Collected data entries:
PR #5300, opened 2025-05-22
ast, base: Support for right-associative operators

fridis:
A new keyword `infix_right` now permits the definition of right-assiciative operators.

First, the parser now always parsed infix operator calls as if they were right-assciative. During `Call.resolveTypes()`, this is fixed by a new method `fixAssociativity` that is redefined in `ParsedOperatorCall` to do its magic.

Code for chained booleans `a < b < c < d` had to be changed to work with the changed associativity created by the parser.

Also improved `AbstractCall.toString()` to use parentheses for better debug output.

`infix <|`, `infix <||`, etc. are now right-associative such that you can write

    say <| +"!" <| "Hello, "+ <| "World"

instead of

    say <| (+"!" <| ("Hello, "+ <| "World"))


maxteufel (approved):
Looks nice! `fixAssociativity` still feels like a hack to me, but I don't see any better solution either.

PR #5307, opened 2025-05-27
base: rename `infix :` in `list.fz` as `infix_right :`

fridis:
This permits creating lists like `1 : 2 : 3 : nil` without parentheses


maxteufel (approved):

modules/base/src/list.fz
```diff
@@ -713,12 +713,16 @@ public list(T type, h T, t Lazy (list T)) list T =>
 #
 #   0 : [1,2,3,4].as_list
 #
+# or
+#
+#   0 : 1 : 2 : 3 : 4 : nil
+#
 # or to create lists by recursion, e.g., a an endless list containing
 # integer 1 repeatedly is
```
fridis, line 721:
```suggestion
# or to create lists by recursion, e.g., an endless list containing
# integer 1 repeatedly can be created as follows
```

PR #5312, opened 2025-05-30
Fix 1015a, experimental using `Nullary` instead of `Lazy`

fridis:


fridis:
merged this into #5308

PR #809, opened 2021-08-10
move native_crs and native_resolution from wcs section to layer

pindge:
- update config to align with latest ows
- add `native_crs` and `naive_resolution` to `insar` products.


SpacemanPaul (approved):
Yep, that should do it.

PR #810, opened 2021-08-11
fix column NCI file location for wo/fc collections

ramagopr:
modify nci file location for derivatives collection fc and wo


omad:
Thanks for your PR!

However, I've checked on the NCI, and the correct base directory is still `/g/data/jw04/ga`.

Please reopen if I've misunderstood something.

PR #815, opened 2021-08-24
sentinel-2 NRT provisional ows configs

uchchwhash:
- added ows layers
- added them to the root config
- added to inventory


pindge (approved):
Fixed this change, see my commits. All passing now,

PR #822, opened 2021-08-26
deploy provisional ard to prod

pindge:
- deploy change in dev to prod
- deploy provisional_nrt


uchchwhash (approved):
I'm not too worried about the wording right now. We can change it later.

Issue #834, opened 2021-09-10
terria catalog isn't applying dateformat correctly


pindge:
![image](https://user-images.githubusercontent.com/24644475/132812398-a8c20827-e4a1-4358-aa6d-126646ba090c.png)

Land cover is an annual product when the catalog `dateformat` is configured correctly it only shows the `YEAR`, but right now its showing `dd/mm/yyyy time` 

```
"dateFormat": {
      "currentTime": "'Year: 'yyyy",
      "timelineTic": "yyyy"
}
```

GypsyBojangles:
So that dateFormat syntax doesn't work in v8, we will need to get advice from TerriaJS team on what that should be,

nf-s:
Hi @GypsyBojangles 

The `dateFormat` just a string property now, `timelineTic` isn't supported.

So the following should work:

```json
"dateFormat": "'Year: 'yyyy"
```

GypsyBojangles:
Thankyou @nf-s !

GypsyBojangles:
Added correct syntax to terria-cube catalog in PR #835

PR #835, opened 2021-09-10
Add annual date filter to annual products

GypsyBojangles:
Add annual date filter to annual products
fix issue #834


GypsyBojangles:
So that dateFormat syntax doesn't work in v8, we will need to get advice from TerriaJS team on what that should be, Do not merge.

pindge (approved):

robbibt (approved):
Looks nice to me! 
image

**PROBLEM REQUIREMENTS**
Work through the records above. Copy every line with the string "advice".

**SOLUTION**
So that dateFormat syntax doesn't work in v8, we will need to get advice from TerriaJS team on what that should be,
So that dateFormat syntax doesn't work in v8, we will need to get advice from TerriaJS team on what that should be, Do not merge.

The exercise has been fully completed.